Segment Start: DATA TO USE

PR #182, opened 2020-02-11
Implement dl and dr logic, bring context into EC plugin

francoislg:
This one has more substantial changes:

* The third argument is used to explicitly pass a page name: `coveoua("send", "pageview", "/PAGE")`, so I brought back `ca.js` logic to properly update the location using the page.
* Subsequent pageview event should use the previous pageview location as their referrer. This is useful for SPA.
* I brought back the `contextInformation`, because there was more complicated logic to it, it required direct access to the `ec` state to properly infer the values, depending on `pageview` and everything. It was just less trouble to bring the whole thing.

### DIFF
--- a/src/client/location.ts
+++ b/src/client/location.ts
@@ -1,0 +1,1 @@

Segment End: DATA TO USE
Segment Start: DATA TO USE

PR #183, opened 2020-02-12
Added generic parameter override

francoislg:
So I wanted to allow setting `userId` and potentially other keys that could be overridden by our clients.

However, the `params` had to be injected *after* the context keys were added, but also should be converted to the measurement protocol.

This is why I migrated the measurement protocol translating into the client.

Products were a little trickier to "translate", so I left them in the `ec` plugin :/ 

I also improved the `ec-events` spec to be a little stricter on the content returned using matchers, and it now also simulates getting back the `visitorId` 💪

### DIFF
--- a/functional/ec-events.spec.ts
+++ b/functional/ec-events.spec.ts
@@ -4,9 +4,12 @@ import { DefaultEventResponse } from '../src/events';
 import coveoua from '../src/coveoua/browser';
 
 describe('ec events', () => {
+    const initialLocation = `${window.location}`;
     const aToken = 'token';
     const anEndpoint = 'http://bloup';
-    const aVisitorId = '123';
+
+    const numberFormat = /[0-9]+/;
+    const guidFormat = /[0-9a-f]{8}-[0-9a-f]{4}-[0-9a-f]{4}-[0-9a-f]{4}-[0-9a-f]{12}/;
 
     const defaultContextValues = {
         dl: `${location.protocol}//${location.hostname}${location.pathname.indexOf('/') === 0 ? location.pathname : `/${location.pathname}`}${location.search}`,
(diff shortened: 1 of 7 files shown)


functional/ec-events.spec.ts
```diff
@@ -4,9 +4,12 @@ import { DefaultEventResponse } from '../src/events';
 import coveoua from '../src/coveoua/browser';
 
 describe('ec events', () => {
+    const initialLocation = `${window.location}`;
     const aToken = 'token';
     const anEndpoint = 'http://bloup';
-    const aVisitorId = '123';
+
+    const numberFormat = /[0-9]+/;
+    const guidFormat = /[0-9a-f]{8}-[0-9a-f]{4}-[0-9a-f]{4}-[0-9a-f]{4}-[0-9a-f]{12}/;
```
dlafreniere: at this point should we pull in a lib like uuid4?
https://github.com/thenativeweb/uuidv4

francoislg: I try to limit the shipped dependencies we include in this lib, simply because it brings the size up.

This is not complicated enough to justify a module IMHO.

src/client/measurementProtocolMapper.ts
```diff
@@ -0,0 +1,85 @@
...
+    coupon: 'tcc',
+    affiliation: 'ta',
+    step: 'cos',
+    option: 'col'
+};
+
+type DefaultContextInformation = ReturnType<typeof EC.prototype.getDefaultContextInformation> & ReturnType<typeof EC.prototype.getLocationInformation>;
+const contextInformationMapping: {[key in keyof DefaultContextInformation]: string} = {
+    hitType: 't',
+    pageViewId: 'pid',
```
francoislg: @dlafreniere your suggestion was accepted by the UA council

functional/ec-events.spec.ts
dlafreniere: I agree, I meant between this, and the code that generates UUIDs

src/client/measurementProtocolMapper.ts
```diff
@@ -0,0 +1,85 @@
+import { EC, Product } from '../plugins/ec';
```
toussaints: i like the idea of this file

Segment End: DATA TO USE

(EXERCISE PROMPT):
All that belongs in the answer is the run of lines above from the line containing "PR #182, opened 2020-02-11" through the line containing "This one has", exactly as written.

(WORKED SOLUTION):
PR #182, opened 2020-02-11
Implement dl and dr logic, bring context into EC plugin

francoislg:
This one has more substantial changes:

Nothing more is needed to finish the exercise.